Outcome-based weighting and validation of a wearable-derived functional aging biomarker - BC-1021

Project type: Research
Desired discipline(s): Engineering - biomedical, Engineering, Kinesiology, Life Sciences, Computer science, Mathematical Sciences
Company: UnDun Longevity Innovations
Project Length: 4 to 6 months
Preferred start date: As soon as possible.
Language requirement: English
Location(s): Burnaby/Vancouver, BC, Canada
No. of positions: 2
Desired education level: CollegeUndergraduate/BachelorMaster'sPhDPostdoctoral fellowRecent graduate
Open to applicants registered at an institution outside of Canada: No

About the company: 

UnDun Longevity Innovations is an early stage health technology company building a continuous functional aging monitoring system. The company has developed UHLI (UnDun Health Longevity Intelligence), a device-agnostic computational framework that derives Intrinsic Capacity domain scores from continuous consumer wearable data (Apple Health, Oura, Whoop, Fitbit, Garmin, Ultrahuman, and Android Health Connect) using individual-level (n=1) baseline modeling rather than population norms. UnDun is recognized by NVIDIA Inception, AWS, and Google Cloud, and maintains active research partnerships with leading longevity scientists, including LiveBeyond (co-founded by Brian Kennedy, former CEO of the Buck Institute for Research on Aging) and Professor Andrea Meier of Singapore. The company currently has over 30 active users generating longitudinal wearable data and is focused on building a clinical reporting layer for longevity clinics, alongside ongoing scientific validation of its scoring framework.

Describe the project.: 

UnDun Longevity Innovations has developed UHLI (UnDun Health Longevity Intelligence), a device-agnostic computational framework that derives Intrinsic Capacity domain scores from continuous consumer wearable data using individual-level (n=1) baseline modeling. The framework currently maps twelve physiological indicator variables onto four functional domains (locomotion, vitality, cognition, and psychological health) using equal weighting within each domain.

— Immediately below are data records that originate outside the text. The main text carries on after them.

PR #8697, opened 2015-09-07
CSP policy prevents using Polymer in Atom plugins

anaisbetts:
I'm trying to use [Polymer](https://polymer-project.org) in an Atom plugin, but the CSP policy blocks inline scripts in [HTML imports](http://www.html5rocks.com/en/tutorials/webcomponents/imports/), which is core to how Polymer works. I'm not sure that this actually protects against any actual security boundary in Atom/Electron's security model (which isn't equivalent to the web)

### DIFF
--- a/static/index.html
+++ b/static/index.html
@@ -1,7 +1,8 @@
 <!DOCTYPE html>
 <html>
 <head>
-  <meta http-equiv="Content-Security-Policy" content="default-src *; img-src blob: data: *; script-src 'self'; style-src 'self' 'unsafe-inline'; media-src blob: data: mediastream: *;">
+  <meta http-equiv="Content-Security-Policy" content="default-src *; img-src blob: data: *; script-src 'self'
+  'unsafe-inline'; style-src 'self' 'unsafe-inline'; media-src blob: data: mediastream: *;">
   <script src="index.js"></script>
 </head>
 <body tabindex="-1">


nathansobo:
This isn't something we're really comfortable doing from a security perspective. Installing an Atom package is one thing... you expect it to run code. But this opens up a hole where a carelessly written package could execute arbitrary code just by inserting some malicious content into the DOM. Just opening content in Atom shouldn't be risky.

We've talked to the Chrome team about fixing the CSP issue with HTML imports, which is the real problem. If there were some solution in place to honor scripts in legal imports, such as propagating a nonce through to imported script tags, this wouldn't be an issue. For now, though, you'll need to use another approach.

paulcbetts:
>  But this opens up a hole where a carelessly written package could execute arbitrary code just by inserting some malicious content into the DOM. Just opening content in Atom shouldn't be risky.

Can you help me understand the security boundary here? Packages are already executing arbitrary code, adding the ability to create a script element just means they can execute arbitrary code in a less straightforward way

>  Just opening content in Atom shouldn't be risky.

This is a compelling argument against `eval`, but I don't see how it applies to the `script` element, because an Atom plugin would have to explicitly choose to create the script element first. I don't think our boundary is "malicious plugin", since plugins can still download an arbitrary executable and just run it. I definitely agree with the overall principle, I just don't see how banning script tags will further that principle

nathansobo:
What if a package loads content with an unescaped script tag? Now we're running code that wasn't created by a package author, right?

paulcbetts:
> What if a package loads content with an unescaped script tag? Now we're running code that wasn't created by a package author, right?

Maybe? It seems like a weird edge case where an author is intentionally doing something stupid, and this doesn't even stop them, because they can use the `<webview>` tag with node integration enabled and do the same thing, or create a `BrowserWindow` and load arbitrary content into it with node integration (tbh a much more plausible scenario because it's something I could imagine someone actually wanting to do).

paulcbetts:
Threw some tags on this one - this bug is blocking me from being able to publish https://github.com/paulcbetts/atom-twitch

benogle:
> https://github.com/paulcbetts/atom-twitch

Neat package

paulcbetts:
Updated this against master

justinfagnani:
@paulcbetts while I sympathize with you on this issue (a lot), it shouldn't really be blocking as you can run Cripser[1] on all HTML files in your project. It's a PITA, but a viable workaround.

[1]: https://github.com/PolymerLabs/crisper

paulcbetts:
@justinfagnani That's where the (sanely) part comes in

TimvdLippe:
I had plans to write a package tooz with Polymer. What is the official stance of the team on the designated way to develop such plugins? Using Crisper or integrating this change (or maybe something completely different)?

nathansobo:
We're still officially unwilling to run arbitrary code based only on writing content to the DOM. It's very unfortunate but until Chrome addresses the issue in some better way, it's the way it is. I would entertain a well-done PR adding an option to disable the CSP check at the user's own risk, but it seems to risky to do as a default experience.

paulcbetts:
> I would entertain a well-done PR adding an option to disable the CSP check at the user's own risk, but it seems to risky to do as a default experience.

This doesn't seem super useful to enable writing plugins in Polymer

paulcbetts:
I figured out a way around this if any other plugin writer needs it:

https://github.com/paulcbetts/atom-twitch/commit/4fe4399229b3b4517b2869cc33f6a68afff409d7

PR #8699, opened 2015-09-07
Add "Continuous Reflow" mode

as-cii:
When this option is enabled, we reflow lines and line numbers at a minimum interval rate of `200ms`, similarly to Chrome's **Continuous Repaint** feature. If another frame is requested in the meantime, we dispatch it anyways but still reflow everything.

This feature is particularly useful to inspect **Layout** and **Recalculate Styles**, possibly tracking down performance issues related to them. A typical workflow to inspect slow styles would look like the following:
1. Settings -> Enable continuous reflow
2. Open the document you'd like to inspect
3. Record a few seconds with the Timeline
4. Open your personal stylesheet
5. Add/Remove styles
6. Go to 2)

Please, note that reflowing happens only when the editor is focused (so to avoid noise from benchmarking multiple editors at once).

I am a bit unsure we should expose this as a user-facing setting: it would probably be okay to show it only when dev mode is enabled. What do you think? :thought_balloon: 

Thanks!


nathansobo:
I almost wonder if this should be a setting you enable via the console so people don't accidentally turn it on and ruin their experience. Kinda like Chrome flags are a bit hidden away.

lee-dohm:
I agree. And the setting should not be persisted between sessions if it is hidden like that.

as-cii:
Agreed. :+1: 

What about exposing this on a per `TextEditorElement` basis? Like, opening up the console and calling a method on it:

```coffee
editorElement = $0 # or atom.views.getView(...)
editorElement.setContinuousReflow(true)
```

nathansobo:
:+1: on an element API.

as-cii:
Okay, I have just added it. :+1: 

Please, have one last :eyes: and merge at will. Thanks!

nathansobo:
Thanks!

Issue #4279, opened 2014-11-21
Indent guides are disconnected


mc10:
Indent guides do not connect to each other; they are separated by a small but noticeable blank. It'd be better if the lines were connected as one straight line.

simurai:
I can reproduce this as well by increasing/decreasing Line Height in the settings. I think it happens in all themes, but you only see the dots if the line is semi transparent.

@thomasjo's suggestion seems to work fine. But maybe to limit side effects, it could be applied to just `.indent-guide` instead of any `<span>`.

```css
atom-text-editor::shadow .indent-guide {
  display: inline-block;
}
```

50Wliu:
My line height is set to the default but I still get this.  I'm using Inconsolata size 14 on Ubuntu and Consolas size 14 on Windows.

simurai:
@50Wliu Sorry, this hasn't been fixed yet. But it's it's now on master.

PR #8700, opened 2015-09-07
Display `.indent-guide`s inline

as-cii:
This is part of our ongoing effort to cut down rendering times.

Apparently, our indent-guides have a modest impact on Layout. Currently, they are styled with `display: inline-block` so that they have the same height of line nodes. This produces the effect of a contiguous vertical line:

screen shot 2015-09-07 at 14 21 42

My assumption is that, when rendering text runs, Chrome has to take a slightly different route to lay out inline blocks, thereby slowing down reflows.

As a result, if we use `display: inline` for indent guides as well, **Layout** decreases from `3.2ms – 3.5ms` to `2.0ms – 2.5ms` for a full reflow. This, however, has the consequence of showing indent guides as the following:

screen shot 2015-09-07 at 14 25 59

I have worked with @simurai to find a performant replacement which didn't alter the UI, but we had no luck in our investigation. We might probably render indent guides _outside_ the line, but I am not sure it's really worth it, especially since users may be okay with the slowdown and still keep the contiguous line effect with a simple change in their stylesheet:

``` less
atom-text-editor::shadow .indent-guide {
  display: inline-block;
}
```

Thanks!

### DIFF
--- a/static/text-editor-shadow.less
+++ b/static/text-editor-shadow.less
@@ -129,7 +129,6 @@
 }
 
 .indent-guide {
-  display: inline-block;
   box-shadow: inset 1px 0;
 }
 


thomasjo:
Initial knee-jerk reaction is that if we don't render the indent guides as continuos lines, we might as well not render them at all. The way the are presented in the second screenshot makes them look like a visual artifact, and hence attention grabbing which is very unfortunate.

Is the performance gain here actually useful? Does it outweigh the very obvious negative side-effect of this change? Perhaps you can provide some additional context to shed some light on why a ~1 ms improvement is substantial enough to warrant this change? How many reflows/redraws are we typically doing under normal editor usage? Thanks :bow:

as-cii:
@thomasjo: thank you for your feedback! :sparkles: 

> Initial knee-jerk reaction is that if we don't render the indent guides as continuos lines, we might as well not render them at all. The way the are presented in the second screenshot makes them look like a visual artifact, and hence attention grabbing which is very unfortunate.

Yeah, that makes sense and I agree it looks somewhat weird. I am still okay with the resulting effect but I'd understand if anyone disagrees with that.

> Is the performance gain here actually useful? Does it outweigh the very obvious negative side-effect of this change? Perhaps you can provide some additional context to shed some light on why a ~1 ms improvement is substantial enough to warrant this change? How many reflows/redraws are we typically doing under normal editor usage? Thanks

For any visual change in the editor, we have to render all the elements within ~16ms. :sweat_drops: 

As of today, layout times (excluding style recalculation) under typical usage (i.e. when only part of the document is reflowed) take from `1.3ms` up to `2.2ms` (this increases as we add more indent guides), while with this change they almost always take `<= 1ms` (I have discovered another bottleneck in the gutter that may allow us to get some more speedups).

I definitely agree it's not a huge saving in terms of absolute values, but a `2.2ms` layout is ~14% of a single frame budget: along with **Recalculate Style**, reflows take usually ~50% of the time spent in dispatching an animation frame.

As I said, this is still an ongoing effort to cut down rendering times and, although we can still do way better in our javascript, I feel like we will need to make small adjustments as the one in this PR to make that happen.

Ultimately, even if we end up not merging this PR because of the UI glitch, I believe it's still good to know which parts of the rendering layer could be tweaked. :racehorse:

50Wliu:
Just going to link #4279 here since that was the issue that triggered the adding of `inline-block` to the styles.

Personally, I'm also :-1: on rendering indentation guides as disconnected, but if there's absolutely no other way to stay under the 16ms limit, then I have no objections to merging.

nathansobo:
I don't think we can insert the breaks. Maybe there's another approach we could take that's more similar to the wrap guide, but that's obviously a much bigger project.

simurai:
I fiddled around a bit more and this seems to work:

```less
atom-text-editor::shadow .indent-guide {
  display: inline;
  box-shadow: none;
  &::before {
    content: "";
    position: absolute;
    width: 1px;
    height: 100%;
    box-shadow: inset 1px 0;
  }
}
```

It moves the guide to a pseudo element. I already tried that the other day, but somehow missed that `height: 100%;` uses the height of the `.line` and not `.indent-guide`, which is what we want.

@as-cii if you wanna test it again with that. Although not sure if it helps. By absolutely position the pseudo element, it uses `display: block` which might also "has to take a slightly different route to lay out". I mean we just move the problem into a child element.

as-cii:
@simurai: thanks for trying that out. It turns out that there is a small performance improvement with the pseudo-element technique, but unfortunately it's almost unnoticeable.

> Maybe there's another approach we could take that's more similar to the wrap guide, but that's obviously a much bigger project.

Yeah, I was thinking to something along those lines but it could be quite a lot more complicated than our current approach.

-----------------------------------------

@nathansobo: although the solution hereby proposed is unfeasible from a UX perspective, I'll keep this PR around so that you can use it as a playground during the meeting, and maybe ask the Chrome team if there's anything we can do about it. Feel free to close it as soon as you're done with it.

Thanks guys for taking the time to have a look. :pray:

olmokramer:
Adding the following to my `styles.less` achieved the desired result. I don't know if it's any faster but scrolling through a file doesn't feel any different from the `inline-block` solution (though I never noticed bad performance anyway, so I might not be the best judge of that :stuck_out_tongue_closed_eyes:).

```less
atom-text-editor::shadow .indent-guide {
  display: inline;
  float: left;

  &:last-child {
    display: inline-block;
    float: none;
  }
}
```

The `:last-child` part was required to fix lines that contain only `.indent-guide`s (no text) which would otherwise have a height of `0px`, thus pulling the next line up. So it won't `inline` all the indent guides, but at least it's a significant portion of them :) Or maybe you can come up with something else.

simurai:
Nice. Ya, would be interesting to see if reducing inline-blocks also has an effect.

as-cii:
@olmokramer: thanks for trying that out. Unfortunately, performance-wise your snippet is kinda similar to the other approaches we have tried out: I believe this happens because Chrome has to take a different path to render non-inline (or floated) pieces of text.

By the way, I think we were able to reach some good reflow times after :ship:ping #8730 and, therefore, I feel like we can close this as it is too disruptive from a UI point of view.

Thanks everyone for the precious feedback! :sparkles:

The goal of this research project is to develop and validate outcome-based weighting approaches for the UHLI framework using machine learning and statistical optimization techniques. The research will explore whether differential weighting of physiological indicators, informed by clinically meaningful outcomes such as frailty, disability risk, and functional decline, improves the predictive validity and responsiveness of the model compared to the current equal-weighting approach.

Additional research questions include: (1) how wearable-derived Intrinsic Capacity trajectories relate to established biological aging biomarkers, including DNA methylation-based aging clocks; (2) how to detect and correct for skewed individual baselines arising from atypical calibration periods; and (3) how to improve signal-to-noise discrimination in distinguishing meaningful physiological change from normal day-to-day variation, including illness, travel, and other confounding factors.

The intern(s) will work with UnDun's existing longitudinal dataset (30+ active users with up to 4 months of continuous wearable data) to conduct exploratory data analysis, develop and test weighting and optimization models, and produce recommendations for the next iteration of the UHLI scoring architecture.

Required expertise/skills: 

Strong background in biostatistics, machine learning, or computational biology. Proficiency in Python (pandas, scikit-learn, numpy) or R for statistical modeling and data analysis. Experience working with longitudinal or time-series health data. Familiarity with wearable device data (HRV, sleep, activity metrics) is an asset. Familiarity with aging biomarkers, Intrinsic Capacity, or epidemiological methods is an asset. Strong written communication skills for documenting methodology and findings.